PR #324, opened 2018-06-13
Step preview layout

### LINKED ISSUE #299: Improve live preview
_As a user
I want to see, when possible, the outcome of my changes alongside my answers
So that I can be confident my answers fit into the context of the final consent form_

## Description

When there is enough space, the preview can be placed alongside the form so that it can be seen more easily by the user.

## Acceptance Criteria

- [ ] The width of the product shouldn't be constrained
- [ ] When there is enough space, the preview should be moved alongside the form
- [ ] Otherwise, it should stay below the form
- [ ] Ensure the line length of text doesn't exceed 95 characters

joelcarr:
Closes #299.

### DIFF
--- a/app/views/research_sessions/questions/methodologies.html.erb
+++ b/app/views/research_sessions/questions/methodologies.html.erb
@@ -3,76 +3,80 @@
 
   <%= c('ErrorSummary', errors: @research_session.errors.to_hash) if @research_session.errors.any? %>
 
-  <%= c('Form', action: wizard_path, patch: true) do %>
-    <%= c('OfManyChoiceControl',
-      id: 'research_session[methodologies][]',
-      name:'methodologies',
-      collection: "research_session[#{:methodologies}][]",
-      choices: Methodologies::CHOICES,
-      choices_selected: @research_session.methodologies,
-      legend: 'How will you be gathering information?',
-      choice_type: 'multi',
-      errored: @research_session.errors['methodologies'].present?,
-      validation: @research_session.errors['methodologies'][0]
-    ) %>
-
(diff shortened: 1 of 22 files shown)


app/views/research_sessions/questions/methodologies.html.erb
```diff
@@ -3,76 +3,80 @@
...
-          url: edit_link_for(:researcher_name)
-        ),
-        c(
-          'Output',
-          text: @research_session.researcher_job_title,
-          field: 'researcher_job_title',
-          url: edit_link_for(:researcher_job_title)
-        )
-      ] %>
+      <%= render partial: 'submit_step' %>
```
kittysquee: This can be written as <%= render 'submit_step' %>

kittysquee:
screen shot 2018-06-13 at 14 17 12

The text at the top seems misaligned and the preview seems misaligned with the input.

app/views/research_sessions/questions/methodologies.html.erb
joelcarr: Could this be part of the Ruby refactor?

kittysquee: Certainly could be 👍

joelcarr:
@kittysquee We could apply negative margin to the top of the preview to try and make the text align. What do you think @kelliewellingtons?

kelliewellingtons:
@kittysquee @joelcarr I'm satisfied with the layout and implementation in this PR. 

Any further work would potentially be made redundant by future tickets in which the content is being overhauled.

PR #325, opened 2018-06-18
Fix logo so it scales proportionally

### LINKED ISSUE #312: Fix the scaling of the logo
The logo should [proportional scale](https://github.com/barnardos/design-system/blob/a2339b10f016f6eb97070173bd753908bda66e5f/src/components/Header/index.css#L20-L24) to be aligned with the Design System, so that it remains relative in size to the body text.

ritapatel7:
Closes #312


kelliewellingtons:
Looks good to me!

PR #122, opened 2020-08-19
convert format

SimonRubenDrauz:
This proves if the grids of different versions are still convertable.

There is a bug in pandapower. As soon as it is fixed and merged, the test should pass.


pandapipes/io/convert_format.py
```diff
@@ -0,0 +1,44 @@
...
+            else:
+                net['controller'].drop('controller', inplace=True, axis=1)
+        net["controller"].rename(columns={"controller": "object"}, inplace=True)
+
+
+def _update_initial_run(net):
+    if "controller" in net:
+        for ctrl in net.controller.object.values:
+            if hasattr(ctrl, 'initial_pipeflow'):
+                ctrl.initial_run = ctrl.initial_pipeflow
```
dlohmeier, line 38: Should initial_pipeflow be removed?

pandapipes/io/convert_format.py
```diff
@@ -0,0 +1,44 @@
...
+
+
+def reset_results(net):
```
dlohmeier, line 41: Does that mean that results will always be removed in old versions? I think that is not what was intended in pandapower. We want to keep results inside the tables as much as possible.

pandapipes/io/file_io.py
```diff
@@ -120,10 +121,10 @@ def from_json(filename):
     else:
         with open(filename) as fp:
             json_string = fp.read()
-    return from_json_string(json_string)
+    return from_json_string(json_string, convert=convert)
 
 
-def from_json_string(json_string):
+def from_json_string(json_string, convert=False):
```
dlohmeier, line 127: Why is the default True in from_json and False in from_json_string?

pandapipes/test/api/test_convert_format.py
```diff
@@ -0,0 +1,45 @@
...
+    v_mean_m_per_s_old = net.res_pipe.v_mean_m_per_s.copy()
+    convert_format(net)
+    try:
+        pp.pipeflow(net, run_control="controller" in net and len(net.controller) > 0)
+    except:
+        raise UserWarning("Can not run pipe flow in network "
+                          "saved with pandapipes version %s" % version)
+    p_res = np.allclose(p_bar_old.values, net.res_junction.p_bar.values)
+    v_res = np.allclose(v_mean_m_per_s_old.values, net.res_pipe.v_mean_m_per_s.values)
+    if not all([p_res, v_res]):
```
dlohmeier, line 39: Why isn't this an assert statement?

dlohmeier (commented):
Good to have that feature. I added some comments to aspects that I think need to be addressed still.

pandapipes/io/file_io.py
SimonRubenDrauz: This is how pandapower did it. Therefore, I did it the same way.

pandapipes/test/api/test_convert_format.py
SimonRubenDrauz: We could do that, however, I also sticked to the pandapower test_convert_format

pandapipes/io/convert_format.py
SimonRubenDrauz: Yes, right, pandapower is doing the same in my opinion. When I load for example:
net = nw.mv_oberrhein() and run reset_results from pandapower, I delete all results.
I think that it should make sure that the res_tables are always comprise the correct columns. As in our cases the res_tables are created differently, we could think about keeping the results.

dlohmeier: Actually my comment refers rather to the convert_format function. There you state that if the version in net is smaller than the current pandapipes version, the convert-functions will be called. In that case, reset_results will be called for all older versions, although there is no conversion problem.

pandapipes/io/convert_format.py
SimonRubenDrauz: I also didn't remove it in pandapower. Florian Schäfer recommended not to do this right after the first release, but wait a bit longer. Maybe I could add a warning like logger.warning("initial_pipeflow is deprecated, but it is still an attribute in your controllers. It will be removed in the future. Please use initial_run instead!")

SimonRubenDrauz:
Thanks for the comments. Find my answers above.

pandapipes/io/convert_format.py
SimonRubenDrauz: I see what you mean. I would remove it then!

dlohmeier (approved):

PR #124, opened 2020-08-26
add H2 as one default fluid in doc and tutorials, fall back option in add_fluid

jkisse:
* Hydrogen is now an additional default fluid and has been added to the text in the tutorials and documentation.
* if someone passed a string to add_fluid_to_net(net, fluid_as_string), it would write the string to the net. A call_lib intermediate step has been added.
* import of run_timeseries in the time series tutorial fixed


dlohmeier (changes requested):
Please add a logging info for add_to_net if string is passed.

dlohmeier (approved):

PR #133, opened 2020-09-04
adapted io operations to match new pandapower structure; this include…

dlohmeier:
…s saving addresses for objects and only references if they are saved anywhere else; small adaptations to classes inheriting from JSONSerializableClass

==

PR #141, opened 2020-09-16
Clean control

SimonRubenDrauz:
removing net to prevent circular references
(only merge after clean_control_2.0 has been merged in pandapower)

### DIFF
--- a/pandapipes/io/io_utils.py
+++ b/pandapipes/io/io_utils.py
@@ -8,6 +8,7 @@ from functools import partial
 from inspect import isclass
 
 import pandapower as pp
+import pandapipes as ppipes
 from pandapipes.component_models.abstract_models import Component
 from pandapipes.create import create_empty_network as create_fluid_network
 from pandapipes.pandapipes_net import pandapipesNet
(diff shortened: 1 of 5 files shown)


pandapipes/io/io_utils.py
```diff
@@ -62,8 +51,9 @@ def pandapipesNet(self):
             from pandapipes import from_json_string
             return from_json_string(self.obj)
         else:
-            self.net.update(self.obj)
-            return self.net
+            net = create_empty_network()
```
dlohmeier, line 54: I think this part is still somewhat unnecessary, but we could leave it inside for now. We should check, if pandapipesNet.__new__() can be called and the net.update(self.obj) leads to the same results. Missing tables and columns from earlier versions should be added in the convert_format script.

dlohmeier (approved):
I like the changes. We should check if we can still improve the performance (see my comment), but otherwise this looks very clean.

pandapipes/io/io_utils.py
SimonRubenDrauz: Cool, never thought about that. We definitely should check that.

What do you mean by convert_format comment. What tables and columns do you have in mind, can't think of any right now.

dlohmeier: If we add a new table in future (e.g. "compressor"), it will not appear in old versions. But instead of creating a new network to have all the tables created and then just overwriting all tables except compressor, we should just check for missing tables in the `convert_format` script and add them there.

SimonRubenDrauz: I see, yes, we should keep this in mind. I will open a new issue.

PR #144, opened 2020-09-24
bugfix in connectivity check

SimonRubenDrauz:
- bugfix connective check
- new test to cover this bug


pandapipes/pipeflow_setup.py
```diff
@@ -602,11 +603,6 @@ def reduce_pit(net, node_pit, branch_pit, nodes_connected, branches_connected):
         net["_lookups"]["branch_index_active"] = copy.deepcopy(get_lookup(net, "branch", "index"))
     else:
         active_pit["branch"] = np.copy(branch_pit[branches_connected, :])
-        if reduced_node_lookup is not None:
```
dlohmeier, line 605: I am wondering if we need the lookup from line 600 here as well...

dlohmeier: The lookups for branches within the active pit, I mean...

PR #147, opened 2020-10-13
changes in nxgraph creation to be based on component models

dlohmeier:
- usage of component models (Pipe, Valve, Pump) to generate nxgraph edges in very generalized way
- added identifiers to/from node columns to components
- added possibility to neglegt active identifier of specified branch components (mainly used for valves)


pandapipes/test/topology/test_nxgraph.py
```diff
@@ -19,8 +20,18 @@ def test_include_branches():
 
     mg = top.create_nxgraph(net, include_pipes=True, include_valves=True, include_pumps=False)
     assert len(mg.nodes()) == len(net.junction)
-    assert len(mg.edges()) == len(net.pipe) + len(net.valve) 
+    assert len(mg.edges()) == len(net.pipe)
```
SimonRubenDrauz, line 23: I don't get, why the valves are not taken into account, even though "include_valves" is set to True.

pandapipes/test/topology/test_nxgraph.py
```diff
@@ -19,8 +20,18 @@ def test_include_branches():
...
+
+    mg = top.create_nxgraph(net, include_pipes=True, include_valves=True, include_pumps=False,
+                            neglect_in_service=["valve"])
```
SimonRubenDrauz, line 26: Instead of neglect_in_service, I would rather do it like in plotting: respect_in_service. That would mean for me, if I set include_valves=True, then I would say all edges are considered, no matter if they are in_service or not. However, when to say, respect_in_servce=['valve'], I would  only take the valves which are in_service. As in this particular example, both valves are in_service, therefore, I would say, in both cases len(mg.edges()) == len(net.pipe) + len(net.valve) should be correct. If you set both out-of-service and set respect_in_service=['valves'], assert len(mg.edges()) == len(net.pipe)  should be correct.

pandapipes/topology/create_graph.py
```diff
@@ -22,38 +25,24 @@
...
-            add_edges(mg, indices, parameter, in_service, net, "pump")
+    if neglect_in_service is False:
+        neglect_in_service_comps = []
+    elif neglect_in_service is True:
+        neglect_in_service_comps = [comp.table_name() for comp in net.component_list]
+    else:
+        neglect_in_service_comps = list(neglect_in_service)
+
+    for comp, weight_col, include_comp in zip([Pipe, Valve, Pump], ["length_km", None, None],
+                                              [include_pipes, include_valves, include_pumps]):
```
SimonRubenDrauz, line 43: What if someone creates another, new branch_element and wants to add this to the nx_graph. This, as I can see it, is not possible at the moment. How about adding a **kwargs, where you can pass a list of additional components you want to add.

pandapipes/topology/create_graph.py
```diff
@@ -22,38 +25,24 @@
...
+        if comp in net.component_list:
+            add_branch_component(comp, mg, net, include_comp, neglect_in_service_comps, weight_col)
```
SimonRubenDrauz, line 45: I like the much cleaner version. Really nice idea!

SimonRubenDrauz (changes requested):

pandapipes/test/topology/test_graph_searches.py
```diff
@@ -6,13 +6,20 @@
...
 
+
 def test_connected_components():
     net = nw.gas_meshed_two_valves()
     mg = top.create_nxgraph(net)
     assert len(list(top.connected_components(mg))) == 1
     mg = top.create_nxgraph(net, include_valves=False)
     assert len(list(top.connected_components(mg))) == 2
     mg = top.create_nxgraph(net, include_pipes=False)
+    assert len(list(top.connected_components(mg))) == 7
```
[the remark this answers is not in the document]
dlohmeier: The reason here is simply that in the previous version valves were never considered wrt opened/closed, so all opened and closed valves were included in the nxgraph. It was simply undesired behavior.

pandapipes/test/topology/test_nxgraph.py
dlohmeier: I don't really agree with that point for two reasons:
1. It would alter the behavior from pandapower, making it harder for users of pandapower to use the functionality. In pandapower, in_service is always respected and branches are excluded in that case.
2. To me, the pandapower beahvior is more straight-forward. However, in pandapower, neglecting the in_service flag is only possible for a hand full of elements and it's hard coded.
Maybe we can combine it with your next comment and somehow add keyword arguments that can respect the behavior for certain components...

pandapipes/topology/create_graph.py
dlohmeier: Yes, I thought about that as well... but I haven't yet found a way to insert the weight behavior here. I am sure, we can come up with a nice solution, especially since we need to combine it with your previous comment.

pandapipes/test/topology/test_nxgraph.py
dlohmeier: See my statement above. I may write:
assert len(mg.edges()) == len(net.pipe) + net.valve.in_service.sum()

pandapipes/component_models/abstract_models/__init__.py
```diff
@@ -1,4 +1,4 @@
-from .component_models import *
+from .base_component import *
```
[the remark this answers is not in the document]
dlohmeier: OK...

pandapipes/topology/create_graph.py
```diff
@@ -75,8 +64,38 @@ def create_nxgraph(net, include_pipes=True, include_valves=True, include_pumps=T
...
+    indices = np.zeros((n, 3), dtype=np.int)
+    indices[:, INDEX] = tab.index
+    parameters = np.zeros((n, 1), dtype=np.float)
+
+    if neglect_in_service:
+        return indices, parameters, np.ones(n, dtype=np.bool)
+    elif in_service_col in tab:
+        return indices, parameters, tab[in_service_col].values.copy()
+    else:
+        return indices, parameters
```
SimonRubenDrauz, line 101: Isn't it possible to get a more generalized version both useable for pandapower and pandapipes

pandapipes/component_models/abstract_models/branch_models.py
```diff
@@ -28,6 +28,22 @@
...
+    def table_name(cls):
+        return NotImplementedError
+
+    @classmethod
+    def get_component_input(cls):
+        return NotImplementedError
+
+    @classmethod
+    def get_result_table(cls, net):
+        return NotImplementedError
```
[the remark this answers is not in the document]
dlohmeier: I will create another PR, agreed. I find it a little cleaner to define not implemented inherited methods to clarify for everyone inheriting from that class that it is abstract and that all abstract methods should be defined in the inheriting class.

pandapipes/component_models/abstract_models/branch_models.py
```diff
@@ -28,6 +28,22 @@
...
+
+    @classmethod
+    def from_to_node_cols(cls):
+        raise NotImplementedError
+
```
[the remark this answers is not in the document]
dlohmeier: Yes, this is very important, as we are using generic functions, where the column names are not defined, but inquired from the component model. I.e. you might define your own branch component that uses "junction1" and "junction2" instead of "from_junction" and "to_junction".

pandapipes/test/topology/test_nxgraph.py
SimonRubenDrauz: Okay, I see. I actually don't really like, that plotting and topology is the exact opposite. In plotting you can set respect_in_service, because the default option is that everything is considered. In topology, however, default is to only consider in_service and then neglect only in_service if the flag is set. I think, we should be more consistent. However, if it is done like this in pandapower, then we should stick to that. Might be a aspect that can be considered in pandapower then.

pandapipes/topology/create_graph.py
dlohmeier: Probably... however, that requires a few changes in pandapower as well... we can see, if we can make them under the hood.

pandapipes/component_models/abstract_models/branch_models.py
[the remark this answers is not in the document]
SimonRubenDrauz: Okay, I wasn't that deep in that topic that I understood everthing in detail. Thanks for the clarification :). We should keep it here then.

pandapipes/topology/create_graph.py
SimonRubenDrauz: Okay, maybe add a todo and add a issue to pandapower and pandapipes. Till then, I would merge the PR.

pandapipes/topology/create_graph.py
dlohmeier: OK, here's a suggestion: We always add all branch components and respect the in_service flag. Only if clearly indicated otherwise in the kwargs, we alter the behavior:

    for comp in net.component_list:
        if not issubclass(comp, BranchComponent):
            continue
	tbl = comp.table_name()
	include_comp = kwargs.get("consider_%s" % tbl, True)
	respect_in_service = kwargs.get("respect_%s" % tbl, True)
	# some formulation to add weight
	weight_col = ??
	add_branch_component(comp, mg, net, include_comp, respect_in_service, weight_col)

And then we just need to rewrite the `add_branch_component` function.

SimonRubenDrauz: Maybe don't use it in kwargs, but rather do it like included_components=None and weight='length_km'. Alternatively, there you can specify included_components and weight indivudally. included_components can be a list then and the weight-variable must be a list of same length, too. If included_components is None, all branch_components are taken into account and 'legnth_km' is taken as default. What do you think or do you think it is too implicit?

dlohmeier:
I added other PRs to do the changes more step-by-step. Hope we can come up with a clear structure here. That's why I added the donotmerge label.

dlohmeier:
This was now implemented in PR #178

---

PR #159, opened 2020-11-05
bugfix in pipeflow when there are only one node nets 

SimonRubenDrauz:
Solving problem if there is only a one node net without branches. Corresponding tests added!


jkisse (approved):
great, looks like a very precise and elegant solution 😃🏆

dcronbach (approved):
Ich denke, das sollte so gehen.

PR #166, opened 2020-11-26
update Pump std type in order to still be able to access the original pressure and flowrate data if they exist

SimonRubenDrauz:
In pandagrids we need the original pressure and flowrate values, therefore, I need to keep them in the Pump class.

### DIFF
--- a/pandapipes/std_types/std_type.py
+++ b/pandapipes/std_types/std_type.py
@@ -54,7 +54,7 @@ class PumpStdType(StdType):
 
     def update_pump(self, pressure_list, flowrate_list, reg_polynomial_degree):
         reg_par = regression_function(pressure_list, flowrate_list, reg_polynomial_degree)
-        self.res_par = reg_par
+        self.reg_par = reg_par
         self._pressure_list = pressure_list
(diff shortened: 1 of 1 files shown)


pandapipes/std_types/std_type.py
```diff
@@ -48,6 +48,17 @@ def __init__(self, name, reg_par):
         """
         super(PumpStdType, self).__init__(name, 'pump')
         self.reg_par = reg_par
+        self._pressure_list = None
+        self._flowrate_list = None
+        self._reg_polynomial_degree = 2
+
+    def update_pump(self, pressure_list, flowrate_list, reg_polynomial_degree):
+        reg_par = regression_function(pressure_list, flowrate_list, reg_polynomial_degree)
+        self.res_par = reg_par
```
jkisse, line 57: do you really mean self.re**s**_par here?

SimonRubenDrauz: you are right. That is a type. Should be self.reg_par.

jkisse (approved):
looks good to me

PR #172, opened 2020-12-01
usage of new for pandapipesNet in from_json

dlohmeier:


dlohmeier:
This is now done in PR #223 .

_WORK TO COMPLETE:_ Using the data above, count the lines that include "removed" and write the number alone.

_RESULT:_ 3